Has anyone claimed off these? Are they any good ? Their car insurance is more expensive than the other quote but house insurance is way cheaper even before discount.. 

Any feedbackwould be appreciated as need to sort out today or tomorrow !!


----------



## ClubMan (28 Aug 2008)

Any good in what way? Premium/cost? Terms & conditions of cover offered? Claims handling? Customer service? Etc... Certainly don't shop around for insurance cover on price alone. Always check the policy _T&Cs _to ensure that the cover is adequate for your specific needs.


----------



## dubinamerica (28 Aug 2008)

Hi - sorry posted this in a hurry. Basically the terms and conditions and when you actually make a claim on house policy. It's definitely cheaper than my existing policy and there's no fee if I break my exisitng policy. Only started looking at this I've bough health insurance from Quinn, and time to renew car insurance..
 Car insurance is cheapear elsewhere but when I take the 200 euro discount into account makes big difference 

Approx Numbers are:
Car insurance (need to set up by Saturday) 
Quinn Direct - 520
Other company - 350 

House insurance (existing policy good til February)
Existing policy - 585 p.a. This started in February
Quinn Direct - 350 less discount-> so only 150 for the year

would need to cancel existing policy, and quote covers same buildings & contents cover but just not sure if there's any catches with quinn.. but don't want to pay over the odds to a larger name ..


----------



## Ed054 (28 Aug 2008)

Hi I am an Insurance Loss Assessor.
The one company who will use any tactic whatsoever to avoid paying a claim is Quinn.
I would advise you to run a mile from them.
If you ever have a claim with them god help you.


----------



## geld (28 Aug 2008)

We are insured by Quinn (contents only) and had a break-in 18 months ago...we were very impressed by their promptness and efficiency and the speed with which they gave us the money to cover the replacement of the goods taken (laptops, flatscreen TV, other smaller elecontric items).


----------



## ClubMan (28 Aug 2008)

dubinamerica said:


> would need to cancel existing policy, and quote covers same buildings & contents cover but just not sure if there's any catches with quinn.. but don't want to pay over the odds to a larger name ..
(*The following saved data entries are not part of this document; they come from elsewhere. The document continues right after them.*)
PR #494, opened 2018-06-26
regex 1.0.0 -> regex 1.0.1

bcko:


BurntSushi:
Thanks for this! Although, I'm not sure how much it really matters having the precise version in the README. To avoid doing this dance in the future, could you just change this to `regex = "1"`?

bcko:
Thank you for your help! @BurntSushi

PR #504, opened 2018-08-16
update some debs mostly for minimal-versions

Eh2406:
This bumps the minimal acceptable versions in Cargo.toml to versions that are compatible with `-Z minimal-versions`. This is part of the process of seeing how hard this is for crates to use in preparation for getting it stabilized for use in CI, specifically upstreaming the changes required to get criterion working with it. It is easy to use if all of your dependencies support it, but much harder if trying to impose it on them.

I am not sure I have this exactly correct. There may be more things that need to be updated for the benchmarking code to work with minimal-versions. I was not able to test with all the feachers. But I have verified that `docopt` can be made to work with this change to `regex`. So it is a step in the correct direction.

### DIFF
--- a/bench/Cargo.toml
+++ b/bench/Cargo.toml
@@ -12,12 +12,12 @@ build = "build.rs"
 workspace = ".."
 
 [dependencies]
-docopt = "0.8"
+docopt = "1"
 lazy_static = "1"
 libc = "0.2"
 onig = { version = "3", optional = true }
 libpcre-sys = { version = "0.2", optional = true }
-memmap = "0.6"
+memmap = "0.6.2"
 regex = { version = "1", path = ".." }
 regex-syntax = { version = "0.6.0", path = "../regex-syntax" }
 serde = "1"
--- a/Cargo.toml
+++ b/Cargo.toml
@@ -29,7 +29,7 @@ aho-corasick = "0.6.0"
 # For skipping along search text quickly when a leading byte is known.
 memchr = "2.0.0"
 # For managing regex caches quickly across multiple threads.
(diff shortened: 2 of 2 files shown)


Eh2406:
cc @BurntSushi follow up to our discussion at https://github.com/Amanieu/thread_local-rs/pull/13

bench/Cargo.toml
```diff
@@ -12,12 +12,12 @@ build = "build.rs"
...
 
 [dependencies]
-docopt = "0.8"
+docopt = "1"
 lazy_static = "1"
 libc = "0.2"
 onig = { version = "3", optional = true }
 libpcre-sys = { version = "0.2", optional = true }
-memmap = "0.6"
+memmap = "0.6.2"
```
BurntSushi: Oh this one is interesting. What requires `0.6.2` specifically?

Eh2406: [6.1](https://crates.io/crates/memmap/0.6.1) requires `winapi ^0.2` and `<=0.2.5` do not build on rust 1.0.

Eh2406:
Also to be clear this is enough for `cargo check --tests` to pass in the bench subfolder, the main folder, and a copy docopt pointing at this on my windows machine. Running test, and running on other machines may find more.

BurntSushi:
Thanks!

Eh2406:
To be a little more blunt, is there an ETA for a release that has this merged? Is there follow up that could hasen it?

BurntSushi:
I don't really do scheduled releases, but I just put `regex 1.0.3` on crates.io, which has this PR.

PR #507, opened 2018-08-25
deps: update to quickcheck 0.7

BurntSushi:
We also add a test to CI check for minimal versions.

### DIFF
--- a/ci/script.sh
+++ b/ci/script.sh
@@ -8,6 +8,15 @@ set -ex
 cargo build --verbose
 cargo doc --verbose
 
+# If we're testing on an older version of Rust, then only check that we
+# can build the crate. This is because the dev dependencies might be updated
+# more frequently, and therefore might require a newer version of Rust.
+#
+# This isn't ideal. It's a compromise.
+if [ "$TRAVIS_RUST_VERSION" = "1.20.0" ]; then
+  exit
+fi
+
 # Run tests. If we have nightly, then enable our nightly features.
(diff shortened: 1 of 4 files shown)


ci/script.sh
```diff
@@ -39,4 +48,9 @@ if [ "$TRAVIS_RUST_VERSION" = "nightly" ]; then
   for x in rust rust-bytes pcre1 onig; do
     (cd bench && ./run $x --no-run --verbose)
   done
+
+  # Test minimal versions.
+  cargo +nightly generate-lockfile -Z minimal-versions
+  cargo build --verbose
+  cargo test --verbose
```
BurntSushi: cc @Eh2406

ci/script.sh
```diff
@@ -8,6 +8,15 @@ set -ex
 cargo build --verbose
 cargo doc --verbose
 
+# If we're testing on an older version of Rust, then only check that we
+# can build the crate. This is because the dev dependencies might be updated
+# more frequently, and therefore might require a newer version of Rust.
+#
+# This isn't ideal. It's a compromise.
```
Eh2406: An alternative compromise that has been suggested is to test MRV with `minimal-versions` so that it does not use the updated dependencies. This involves using a nightly to build the lockfile then using the MRV to build the result. It is not a silver bullet, but it is another option.

BurntSushi: Neat idea, but I think I'll pass unless something comes up that motivates it. :-)

PR #520, opened 2018-10-07
exclude useless files from crates.io

ignatenkobrain:


BurntSushi:
This PR is on crates.io in `regex 1.0.6`.

PR #528, opened 2018-10-19
Add index trait for regexset

hellow554:
It is useful to access the regex one provided once to the
regexset(-builder).
Instead to let the user store the regex in a seperate list to
index them later, one can now index the regexset directly.

BurntSushi mentioned that he would happily accept a PR (https://users.rust-lang.org/t/finding-set-of-substrings-in-a-long-string/21416/7) so here it is. 

This is my first contribution to the rust-lang, I'm excited :heart:

### DIFF
--- a/src/re_set.rs
+++ b/src/re_set.rs
@@ -14,6 +14,7 @@ macro_rules! define_set {
         pub mod $name {
             use std::fmt;
             use std::iter;
+            use std::ops;
             use std::slice;
             use std::vec;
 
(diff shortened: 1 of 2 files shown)


BurntSushi:
@hellow554 Thanks so much! I think your most recent comment on the forums is right though: I don't think we should define an `Index` impl on `RegexSet`. Instead, I'd propose just adding a method called `patterns` that returns `&[String]`. Otherwise though, I think your implementation looks good!

hellow554:
`&[String]` or `&[&str]`?

BurntSushi:
@hellow554 `&[&str]` isn't possible. :-) Namely, `String` and `&str` do not have the same in memory representation, so you cannot cheaply get a `&[&str]` from a `Vec<String>`.

hellow554:
After thinking about that, you're right. Any thoughts about the method name? Something like `get_set(&self)` or `get_expressions(&self)`?

BurntSushi:
I think just `patterns` is fine.

PR #529, opened 2018-10-19
Add ability get receive pattern from a RegexSet

hellow554:
It is useful to access the regex one provided once to the regexset(-builder).
Instead to let the user store the regex in a seperate list to index them later, one can now receive the patterns from regexset directly.

This is a followup to https://github.com/rust-lang/regex/pull/528#issuecomment-431342324 which not uses the index-trait but instead provides a seperate function `patterns` for receiving the stored patterns.

### DIFF
--- a/src/re_set.rs
+++ b/src/re_set.rs
@@ -219,9 +219,10 @@ impl RegexSet {
 
     /// Returns the patterns that this set will match on.
     ///
-    /// This function can be used to determine the match without storing it
-    /// in a seperate `Slice`. This is useful when you want to know the pattern
-    /// that matched.
+    /// This function can be used to determine the pattern for a match. The 
+    /// slice returned has exactly as many patterns givens to this regex set, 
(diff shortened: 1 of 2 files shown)


src/re_set.rs
```diff
@@ -216,6 +216,36 @@ impl RegexSet {
     pub fn len(&self) -> usize {
         self.0.regex_strings().len()
     }
+
+    /// Returns the patterns that this set will match on.
+    ///
+    /// This function can be used to determine the match without storing it
+    /// in a seperate `Slice`. This is useful when you want to know the pattern
+    /// that matched.
```
BurntSushi: Hmm, I feel like this phrasing is a bit off. Could you try this instead?

> This function can be used to determine the pattern for a match. The slice returned has exactly as many patterns givens to this regex set, and the order of the slice is the same as the order of the patterns provided to the set.

Thanks!

hellow554:
done

PR #535, opened 2018-11-07
license: add the unicode license for unicode-tables

### LINKED ISSUE #530: Add unicode license for the unicode tables in regex-syntax
We noticed that regex-syntax uses tables derived from unicode 11, but the license files don't include a reference to the [unicode terms of use](http://www.unicode.org/copyright.html). Could this be added? Thanks so much!

dgonyeo:
Add the Unicode license to the unicode-tables directory, as the data
there comes from the Unicode Consortium.

cc @BurntSushi 

Fixes #530

### DIFF
--- a/README.md
+++ b/README.md
@@ -232,3 +232,7 @@ This project is licensed under either of
    http://opensource.org/licenses/MIT)
 
 at your option.
+
+The data in `regex-syntax/src/unicode_tables/` is licensed under the Unicode
+License Agreement
+([LICENSE-UNICODE](http://www.unicode.org/copyright.html#License).
--- a/regex-syntax/src/unicode_tables/LICENSE-UNICODE
+++ b/regex-syntax/src/unicode_tables/LICENSE-UNICODE
@@ -1,0 +1,57 @@
+UNICODE, INC. LICENSE AGREEMENT - DATA FILES AND SOFTWARE
+
+Unicode Data Files include all data files under the directories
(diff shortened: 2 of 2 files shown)


dgonyeo:
Oh, I should also update the Cargo.toml. Let me update this before it merges.

regex-syntax/Cargo.toml
```diff
@@ -2,7 +2,7 @@
 name = "regex-syntax"
 version = "0.6.2"  #:version
 authors = ["The Rust Project Developers"]
-license = "MIT/Apache-2.0"
+license = "MIT/Apache-2.0/Unicode"
```
BurntSushi: I'm not sure that's entirely appropriate, since it isn't really referring to the license of the crate as a whole. With your change, it makes it look like `regex-syntax` is triply licensed, which I don't think is accurate. Specifically, I think

> this copyright and permission notice appear in associated Documentation

is satisfied by putting the Unicode license in this repo and adding a note to the README.

BurntSushi:
Thanks! I imagine other crates in the Rust ecosystem may want to do the same. cc @SimonSapin @Manishearth

regex-syntax/Cargo.toml
dgonyeo: Yeah I suppose that's true. I'll remove it.

BurntSushi:
Thanks again! This change is now on crates.io in `regex-syntax 0.6.3`.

As I said you need to check the detailed terms & conditions of each policy when shopping around and not just the premium.


----------



## LDFerguson (28 Aug 2008)

Had a motor claim some years ago and Quinn settled very efficiently.


----------



## Hardman (29 Aug 2008)

IMO, there aren't enough bad words in the English language to describe Quinn.  My very recent experience with them, is that they behave nicely on the phone, but are real jerks when it comes to actually paying out claims. I've paid quinn thousands in premiums over the years, and regret every penny I've ever given them. I am in the process of cancelling all my quinn policies, and will NEVER go back to them.


----------



## Ravima (29 Aug 2008)

just make sure tha the cover you are getting is the same or better than the cover that you already have.

I have heard, and I that this is hearsay, that Quinn house insurance dies not cover your dog liability. That means, if your dog bites or causes an accident, you will not be covered. aspreviosu posters have said, check terms and conditions.


----------



## Ed054 (30 Aug 2008)

You are right.
The exclusion actually applies to owning any animal


----------



## JdmSpec (30 Aug 2008)

Re there car insurance,there the only company im aware of that you will loose your ncb with if you have a fire or theft claim.No other company i've come accross removes your ncb for this.

There policys up untill recently lacked alot of extra's that others would provide,but afaik breakdown assistance may now come as standard with them but im not sure about windscreen cover.

I had awfull hassle with them going back when changing between cars,i personally wouldnt go back to them and would rather pay double the premium that they could offer due to there loss of ncb relating to fire or theft clause.


----------